First of all, you need to monitor the battery charge level. If you parked your car and saw that you were half charged, you can be sure that by the morning a maximum of a third of the charge will remain, or even less. Therefore, you need to plan your travel schedule so that at the end of the day the battery is fully charged.

In the event that an alarm is not installed on the car, you can reset the terminals from the battery - this way you can reduce the level of its discharge at night. At the same time, do not forget that this method is not always suitable for owners of cars equipped with on-board computers.

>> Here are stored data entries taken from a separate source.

PR #3421, opened 2025-07-10
feat: Implement grid layout :sparkles:

lethemanh:
CleanShot 2025-07-10 at 14 53 13@2x
CleanShot 2025-07-10 at 14 55 03@2x


src/components/App/App.jsx
```diff
@@ -36,11 +37,13 @@ const Providers = ({ children }) => {
       <BarProvider>
         <PushBannerProvider>
           <AcceptingSharingProvider>
-            <ThumbnailSizeContextProvider>
-              <ModalContextProvider>
-                <DnDProvider {...dnDProviderProps}>{children}</DnDProvider>
-              </ModalContextProvider>
-            </ThumbnailSizeContextProvider>
+            <ViewSwitcherContextProvider>
+              <ThumbnailSizeContextProvider>
```
Crash--: Since you replace this thumbnail size, you should remove it from everywhere.

src/modules/filelist/File.jsx
```diff
@@ -84,6 +88,13 @@ const File = ({
     [styles['fil-content-row-bigger']]: thumbnailSizeBig
   })
 
+  const filContentColumnSelected = cx(styles['fil-content-column'], {
+    [styles['fil-content-column-selected']]: selected,
+    [styles['fil-content-column-actioned']]: actionMenuVisible,
+    [styles['fil-content-column-disabled']]: styleDisabled,
+    [styles['fil-content-column-bigger']]: thumbnailSizeBig
```
Crash--: can we still have `thumbnailSizeBig` ?

src/modules/filelist/File.jsx
```diff
@@ -107,93 +118,175 @@ const File = ({
...
+              file={attributes}
+              anchorElRef={filerowMenuToggleRef}
+              actions={actions}
+              onClose={hideActionMenu}
+            />
+          )}
+        </Card>
       )}
-    </TableRow>
+    </>
```
Crash--: do we really need to have this full copy / past between list & grid? Can't we make a few if? Because it seems that there is a lot of stuff that are just duplicated

src/modules/filelist/FileListHeaderMobile.jsx
```diff
@@ -76,11 +76,11 @@ const FileListHeaderMobile = ({
           <Button
             variant="text"
             onClick={() => {
-              toggleThumbnailSize()
+              toggleViewType(viewType === 'list' ? 'grid' : 'list')
```
Crash--: Why can't we just `toggleViewType()`? For me, toggle can only have two values and we change from one to another. So we should not test the previous value every time we want to change. This should be done within the provider.

Otherwise, rename this method to switchViewType and in that case you can do what you did, but I still prefer the first solution.

src/modules/filelist/cells/SelectBox.jsx
```diff
@@ -6,23 +6,30 @@ import { TableCell } from 'cozy-ui/transpiled/react/deprecated/Table'
...
-        onChange={() => {
-          // handled by onClick on the <TableCell>
-        }}
-      />
-    )}
-  </TableCell>
-)
+import { useViewSwitcherContext } from '@/lib/ViewSwitcherContext'
+
+const SelectBox = ({ withSelectionCheckbox, selected, onClick, disabled }) => {
```
Crash--: This component should be dump, and should not rely on the hook. Pass a `viewType` props directly.

src/modules/filelist/cells/ShareContent.jsx
```diff
@@ -33,7 +35,11 @@ const ShareContent = ({ file, disabled, isInSyncFromSharing }) => {
       })}
     >
       {isInSyncFromSharing || !isShared ? (
-        <span data-testid="fil-content-sharestatus--noAvatar">—</span>
+        viewType === 'list' ? (
+          <span data-testid="fil-content-sharestatus--noAvatar">—</span>
+        ) : (
+          <></>
```
Crash--: let's return `null` instead of an empty fragment

src/modules/filelist/icons/FileThumbnail.tsx
```diff
@@ -90,14 +93,22 @@ const FileThumbnail: React.FC<FileThumbnailProps> = ({
...
           height={size}
-          bgcolor="var(--contrastBackgroundColor)"
+          bgcolor={viewType === 'list' ? 'var(--contrastBackgroundColor)' : ''}
         >
           {isKonnectorFolder ? (
             <BadgeKonnector file={file}>
-              <FileIcon file={file} size={48} isEncrypted={isEncrypted} />
+              <FileIcon
+                file={file}
+                size={viewType === 'grid' ? 96 : 48}
```
Crash--: why don't you pass `96` when you call `FileThumbnail`? Like that, no need to rely on the hook.

src/styles/filelist.styl
```diff
@@ -27,6 +27,60 @@
...
+        .fil-content-file-select
+            opacity 1
+
+        .fil-content-file-action
+            opacity 1
+
+    .fil-content-file-select
+        position absolute
+        top -4px
+        left -3px
```
Crash--: what are those magic numbers? Are you sure it still works if you change your font size? Should we use `rem` or something here?

src/styles/filelist.styl
```diff
@@ -27,6 +27,60 @@
...
+        z-index 1
```
Crash--: Can you `@require 'settings/z-index.styl'` and then use the zIndex variable you need?

src/styles/filelist.styl
```diff
@@ -113,6 +167,24 @@ column-width-thumbnail-bigger = 7rem
     .fil-content-file-action
         margin-right 0
 
+.fil-content-grid-view.fil-content-cell
+    white-space normal
+    height auto
+    padding-right 0
+    margin-top 10px
```
Crash--: don't use px, you rem please

test/components/AppLike.jsx
```diff
@@ -68,23 +69,27 @@ const AppLike = ({
...
-                                  <Layout>{children}</Layout>
-                                </RightClickProvider>
-                              </FabProvider>
-                            </ModalContext.Provider>
-                          </PushBannerProvider>
-                        </AlertProvider>
-                      </BreakpointsProvider>
-                    </ThumbnailSizeContextProvider>
+                    <ViewSwitcherContextProvider>
+                      <ThumbnailSizeContextProvider>
```
Crash--: remove ThumbnailSizeContextProvider

Crash--:
Can you split your PR into at least 2 commits:
- One that add this "grid view" 
- One that add the "select all" 

Also, what about `FolderViewBodyVz`? You only change what is not "virtualized", but it seems that this is not what we'll be used anymore?

src/modules/views/Drive/DriveFolderView.jsx
```diff
@@ -165,10 +166,12 @@ const DriveFolderView = () => {
     byDocId,
     isMobile,
     isNativeFileSharingAvailable,
-    shareFilesNative
+    shareFilesNative,
+    selectAll: () => selectAll(allResults.map(query => query.data).flat())
   }
   const actions = makeActions(
     [
+      selectAllItems,
```
rezk2ll, line 174: Adding selectAllItems here will make it appear everywhere there are actions involved, for example, when you right-click on an item:

For example, here:
```tsx
  <RightClickFileMenu
    key={file._id}
    doc={file}
    actions={actions}
  >
```

also

```jsx
<SelectionBar actions={actions} />
```

and 
```jsx
  <File
      key={file._id}
      attributes={file}
      withSelectionCheckbox
      withFilePath={withFilePath}
      thumbnailSizeBig={isBigThumbnail}
      actions={actions}
      refreshFolderContent={refreshFolderContent}
```

The better approach can be:
- give a context to the displayCondition action method
- or to separate the selectionBar actions from the file right click menu + file actions ( duplicates actions etc )

lethemanh:
> Can you split your PR into at least 2 commits:
> 
> * One that add this "grid view"
> * One that add the "select all"
> 
> Also, what about `FolderViewBodyVz`? You only change what is not "virtualized", but it seems that this is not what we'll be used anymore?

@Crash-- the FolderViewBodyVz is using virtualized table from cozy-ui, I think this is a big change if we want to apply grid layout 
cc @rezk2ll

src/modules/views/Drive/DriveFolderView.jsx
lethemanh: @rezk2ll I've filtered the select all option from the prop of RightClickFileMenu and ActionMenuWithHeader

src/styles/filelist.styl
```diff
@@ -113,6 +168,24 @@ column-width-thumbnail-bigger = 7rem
...
+    .fil-file-filename-and-ext
+        display -webkit-box
+        -webkit-line-clamp 2
+        -webkit-box-orient vertical
+
+        overflow hidden
+        text-overflow ellipsis
+        white-space normal
+
+        max-width 96px
```
rezk2ll: This will unnecessarily truncate the file/folder names, and it's in px.

use max-width 100% instead

src/styles/folder-view.styl
```diff
@@ -0,0 +1,4 @@
+.fil-folder-body-grid
+    display grid
+    grid-template-columns repeat(auto-fill, minmax(140px, 1fr))
```
rezk2ll:
```suggestion
    grid-template-columns repeat(auto-fill, minmax(8.4rem, 1fr))
```

rezk2ll: In the Figma design, we have each item having a 136px width ( say 8.5rem ) and the row should have 12 items

image

If we use the current implementation values, we will end up with 11 items max per row

src/styles/filelist.styl
lethemanh: If use max-width 100%, we cannot limit the long text, so I changed to 6rem instead

rezk2ll (approved):

PR #3424, opened 2025-07-11
Adding CZ to index.js

amlercz:


zatteo:
Hi @amlercz, thank you for your contribution!

Any important reason for adding `cs` and `cs_CZ`? Is there huge differences?

Our i18n mecanism is not very efficient for the moment so we prefer staying small in number of locales.

PR #3430, opened 2025-07-18
feat: implement virtualized grid view :sparkles:

lethemanh:
requires: https://github.com/cozy/cozy-ui/pull/2822


src/modules/views/Folder/virtualized/FolderViewBody.jsx
```diff
@@ -141,32 +144,40 @@ const FolderViewBody = ({
...
+            currentFolderId={currentFolderId}
+            withFilePath={withFilePath}
+            actions={actions}
+          />
+        ) : (
+          <Grid
+            items={rows}
+            withFilePath={withFilePath}
+            actions={actions}
+            fetchMore={fetchMore}
```
rezk2ll, line 178: Does the "select all" in the bar work in the virtualized grid view if the Grid component does not require the `selectedItems` or `SelectAll`?
also the onDrop prop

lethemanh: The select box is inside `GridFile` component so we don't need `selectedItems` or `SelectAll` as the props of `Grid` component

rezk2ll (approved):

PR #3432, opened 2025-07-24
feat: Add support for offline navigation in web

paultranvan:
We now support offline navigation thanks to the `DataProxyLink`.  By
default, all request go through the `StackLink`, but it now detects if
the user is offline, and then forward data queries to the DataProxy,
which will run them on PouchDB.

Note this only work for read queries that rely on `io.cozy.files`: we
typically do not support offline download, or write operations such as
renaming yet.

### DIFF
--- a/package.json
+++ b/package.json
@@ -88,7 +88,7 @@
     "classnames": "2.3.1",
     "cozy-bar": "^22.1.3",
     "cozy-client": "^60.1.1",
-    "cozy-dataproxy-lib": "^4.1.0",
+    "cozy-dataproxy-lib": "^4.6.0",
     "cozy-device-helper": "^3.7.1",
     "cozy-devtools": "^1.2.1",
     "cozy-doctypes": "1.85.4",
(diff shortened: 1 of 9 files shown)


rezk2ll (dismissed):

paultranvan:
> Also, why was the DataProxyProvider removed from the main App.jsx ?

I specifically remember doing this with @Ldoppea but I have to admit I don't recall why we did that... 
I initially thought it was to move it below the CozyProvider, but it was actually already the case (I mixed up `Provider` and `Providers`...) , so my guess is that it actually changes nothing. 
If you're ok with that, I'll keep it like this

paultranvan:
> Did you try the app? And the search in search bar? I think DataProxyProvider must be before BarProvider

Yes I tested with no problem, including the search online and offline. And the `DataProxyProvider` is indeed before the BarProvider:
```
<DriveProvider> // include DataProxyProvider
  <Providers> // include BarProvider
...
```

If you cannot start the engine, but the battery charge level is sufficient, it makes sense to slightly "warm up" it. To do this, it is enough to turn on the high beam for a few minutes - thus, the battery terminals will warm up, and the electrolyte will become less viscous. Of course, this method is not a panacea, but in some cases it can help.

Is it worth insulating the battery

?

Many car owners insulate the battery with felt or other materials at hand. This solution to the issue has both positive and negative sides. Felt has good thermal insulation properties, it does not allow the battery to cool down quickly, but also does not allow it to heat up quickly, therefore it is not always effective.

Do not forget that the lower the electrolyte temperature, the worse the battery perceives the charge. It makes sense to use battery insulation in cases where you have to make small (no more than one or two hours) stops and turn off the car. If you need to leave the car overnight, then no insulation will help keep you warm for such a long period.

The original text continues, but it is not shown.